* _What to work on_:
Go through the entries below and give the number of lines that have the string "eclint", and only that.

* _Data in this exercise_:
PR #153, opened 2017-03-23
Use eclint 1.1.5

elemoine:
eclint 2 was recently released. Unfortunately this version is not compatible with the version of NodeJS available on Travis. So let's stick to eclint 1.1.5 for now.


pblottiere:
@elemoine It seems good to me.

Thank you.

PR #157, opened 2017-03-29
Add an SQL Tests section to README.md

elemoine:
I tend to forget what I need to do for running the SQL Tests (yes, I know…). Hence this addition to the README file…


elemoine:
> LGTM. Maybe sudo make install instead ?

Yes, `sudo` is specified elsewhere in the README so it makes sense to use it here as well.

Done.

* _Task solution_:
2